Evangelicalism’s Greatest Threat

Charles Malik was a Lebanese diplomat and Eastern Orthodox Christian who, among other accomplishments, was instrumental in shaping the Universal Declaration of Human Rights. In 1980, Malik was invited to speak at the opening of the Billy Graham Center at Wheaton College. His address was called “The Two Tasks,” with the two tasks being to save the soul and to save the mind. His words are as incisive for us today as they were more than three decades ago:

The greatest danger besetting American Evangelical Christianity is the danger of anti-intellectualism. The mind as to its greatest and deepest reaches is not cared for enough. This cannot take place apart from profound immersion for a period of years in the history of thought and the spirit. People are in a hurry to get out of the university and start earning money or serving the church or preaching the Gospel. They have no idea of the infinite value of spending years of leisure in conversing with the greatest minds and souls of the past, and thereby ripening and sharpening and enlarging their powers of thinking. The result is that the arena of creative thinking is abdicated and vacated to the enemy. Who among the evangelicals can stand up to the great secular or naturalistic or atheistic scholars on their own terms of scholarship and research? Who among the evangelical scholars is quoted as a normative source by the greatest secular authorities on history or philosophy or psychology or sociology or politics? Does your mode of thinking have the slightest chance of becoming the dominant mode of thinking in the great universities of Europe and America which stamp your entire civilization with their own spirit and ideas?

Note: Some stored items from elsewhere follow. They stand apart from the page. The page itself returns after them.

PR #297, opened 2021-03-22
refactor: remove mechanism to match files to be reported

Belco90:
Relates to #198 

Remove everything related to mechanism for matching files to be reported, as discussed in #296 

@MichaelDeBoey adding you here in case you want to double-check it too!

PR #339, opened 2021-04-13
docs: update README with more info around Aggressive Reporting

### LINKED ISSUE #331: V4 plugin runs against code
I upgraded to the latest version, 4.0.0, and I cannot build my code anymore since the plugin finds errors in my code.

With the following configuration :
```
extends: ['airbnb', 'plugin:prettier/recommended', 'plugin:testing-library/react'],
plugins: ['react-hooks', 'testing-library'],
```
I am getting the ```no-node-access``` error for the code ```document.getElementById('root')``` :
```
ReactDOM.render(
  <CommProvider useDsa={false}>
    <ThemeProvider>
      <GlobalStyle />
      <Suspense fallback={<Loader />}>
        <AppLogin />
      </Suspense>
    </ThemeProvider>
  </CommProvider>,
  document.getElementById('root')
);
```

I was expecting the rules to be applied to only .test.js files.

Belco90:
Closes #331

### DIFF
--- a/README.md
+++ b/README.md
@@ -281,10 +281,7 @@ If you think the error you are getting is not related to this at all, please [fi
 
 If you are getting false positive ESLint errors in your testing files, this could be caused by [Aggressive Reporting](#aggressive-reporting).
 
-You can avoid this by:
-
-1. [running `eslint-plugin-testing-library` only against testing files](#run-the-plugin-only-against-test-files)
-2. [limiting the scope of Aggressive Reporting through Shared Settings](#shared-settings)
+You can avoid this by [limiting the scope of Aggressive Reporting through Shared Settings](#shared-settings)
 
 If you think the error you are getting is not related to this at all, please [fill a new issue](https://github.com/testing-library/eslint-plugin-testing-library/issues/new/choose) with as many details as possible.
 
--- a/README.md
+++ b/README.md
@@ -74,7 +74,8 @@ Then configure the rules you want to use within `rules` property of your `.eslin
 
 With the default setup mentioned before, `eslint-plugin-testing-library` will be run against your whole codebase. If you want to run this plugin only against your tests files, you have the following options:
 
-**ESLint `overrides`**
+#### ESLint `overrides`
+
 One way of restricting ESLint config by file patterns is by using [ESLint `overrides`](https://eslint.org/docs/user-guide/configuring/configuration-files#configuration-based-on-glob-patterns).
 
 Assuming you are using the same pattern for your test files as [Jest by default](https://jestjs.io/docs/configuration#testmatch-arraystring), the following config would run `eslint-plugin-testing-library` only against your test files:
@@ -98,7 +99,8 @@ Assuming you are using the same pattern for your test files as [Jest by default]
 };
 ```
 
-**ESLint Cascading and Hierachy**
+#### ESLint Cascading and Hierachy
+
 Another approach for customizing ESLint config by paths is through [ESLint Cascading and Hierachy](https://eslint.org/docs/user-guide/configuring/configuration-files#cascading-and-hierarchy). This is useful if all your tests are placed under the same folder, so you can place there another `.eslintrc` where you enable `eslint-plugin-testing-library` for applying it only to the files under such folder, rather than enabling it on your global `.eslintrc` which would apply to your whole project.
 
 ## Shareable configurations
--- a/README.md
+++ b/README.md
@@ -72,27 +72,34 @@ Then configure the rules you want to use within `rules` property of your `.eslin
 
 ### Run the plugin only against test files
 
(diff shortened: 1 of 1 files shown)


README.md
```diff
@@ -70,6 +70,30 @@ Then configure the rules you want to use within `rules` property of your `.eslin
...
+  // here you have your usual config which applies to the whole project...
+  extends: ['airbnb', 'plugin:prettier/recommended'],
+  plugins: ['react-hooks'],
+
+  overrides: [
+    {
+      // ... and here you expand the ESLint plugins run for your tests files
+      files: ['**/__tests__/**/*.[jt]s?(x)', '**/?(*.)+(spec|test).[jt]s?(x)'],
+      extends: ['plugin:testing-library/react'],
+      plugins: ['testing-library'],
```
MichaelDeBoey, line 91: No need to do this, as this is already included in the config I think?

README.md
```diff
@@ -70,6 +70,30 @@ Then configure the rules you want to use within `rules` property of your `.eslin
...
 
+### Run the plugin only against test files
+
+With the default setup mentioned before `eslint-plugin-testing-library` will be run against your whole codebase. If want to run this plugin only against your tests files, you can do that by using [ESLint `overrides`](https://eslint.org/docs/user-guide/configuring/configuration-files#configuration-based-on-glob-patterns).
+
+Assuming you are using the same pattern for your test files as [Jest by default](https://jestjs.io/docs/configuration#testmatch-arraystring), the following config would run `eslint-plugin-testing-library` only against your test files:
+
+```javascript
+// .eslintrc
+{
```
MichaelDeBoey, line 81:
```suggestion
module.exports = {
```

README.md
```diff
@@ -227,6 +257,30 @@ A list of function names that are valid as Testing Library custom renders. Relat
...
+If you think the error you are getting is not related to this at all, please [fill a new issue](https://github.com/testing-library/eslint-plugin-testing-library/issues/new/choose) with as many details as possible.
+
+### There are false positives in testing files
+
+If you are getting false positive ESLint errors in your testing files, this could be caused by [Aggressive Reporting](#aggressive-reporting).
+
+You can avoid this by:
+
+1. [running `eslint-plugin-testing-library` only against testing files](#run-the-plugin-only-against-test-files)
+2. [limiting the scope of Aggressive Reporting through Shared Settings](#shared-settings)
```
MichaelDeBoey, line 280: We're already in testing files, so the only option is limiting the scope I think?

```suggestion
You can avoid this by [limiting the scope of Aggressive Reporting through Shared Settings](#shared-settings)
```

MichaelDeBoey (changes requested):

README.md
Belco90: Good point, I'll move this to the main config side.

README.md
Belco90: Actually, I'm gonna rewrite it as json for consistency with the rest of the examples here.

README.md
Belco90: We are not running the plugin only for testing files. We had a discussion around this when [I implemented the glob pattern for reporting only on testing files](https://github.com/testing-library/eslint-plugin-testing-library/pull/296#issuecomment-804216452), which finally [was discarded and the whole mechanism was reverted](https://github.com/testing-library/eslint-plugin-testing-library/pull/297) in favor leaving the user to decide which files to lint with proper ESLint config.

MichaelDeBoey: In this case we are, hence the "There are false positives in testing files" title

https://github.com/testing-library/eslint-plugin-testing-library/pull/339/files#diff-b335630551682c19a781afebcf4d07bf978fb1f8ac04c6bf87428ed5106870f5R280

README.md
```diff
@@ -70,6 +70,37 @@ Then configure the rules you want to use within `rules` property of your `.eslin
 }
 ```
 
+### Run the plugin only against test files
+
+With the default setup mentioned before, `eslint-plugin-testing-library` will be run against your whole codebase. If you want to run this plugin only against your tests files, you have the following options:
+
+**ESLint `overrides`**
```
MichaelDeBoey, line 77: Making this a title would be better I think

```suggestion
#### ESLint `overrides`

```

README.md
```diff
@@ -70,6 +70,37 @@ Then configure the rules you want to use within `rules` property of your `.eslin
...
+    {
+      // 3) Now we enable eslint-plugin-testing-library rules or preset only for matching files!
+      "files": ["**/__tests__/**/*.[jt]s?(x)", "**/?(*.)+(spec|test).[jt]s?(x)"],
+      "extends": ["plugin:testing-library/react"]
+    },
+  ],
+};
+```
+
+**ESLint Cascading and Hierachy**
```
MichaelDeBoey, line 101:
```suggestion
#### ESLint Cascading and Hierachy

```

MichaelDeBoey (approved):
LGTM! 👊

Would make these 2 a title instead of just bold though

MichaelDeBoey (approved):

It will take a different spirit altogether to overcome this great danger of anti-intellectualism. . . . Even if you start now on a crash program in this and other domains, it will be a century at least before you catch up with the Harvards and Tuebingens and the Sorbonnes, and think of where these universities will be then! For the sake of greater effectiveness in witnessing to Jesus Christ Himself, as well as for their own sakes, the Evangelicals cannot afford to keep on living on the periphery of responsible intellectual existence.

This excerpt comes from Charles Malik, The Two Tasks (Westchester, IL: Cornerstone, 1980), 29-34. It also appears in Mark Noll’s The Scandal of the Evangelical Mind, which is where I first encountered it.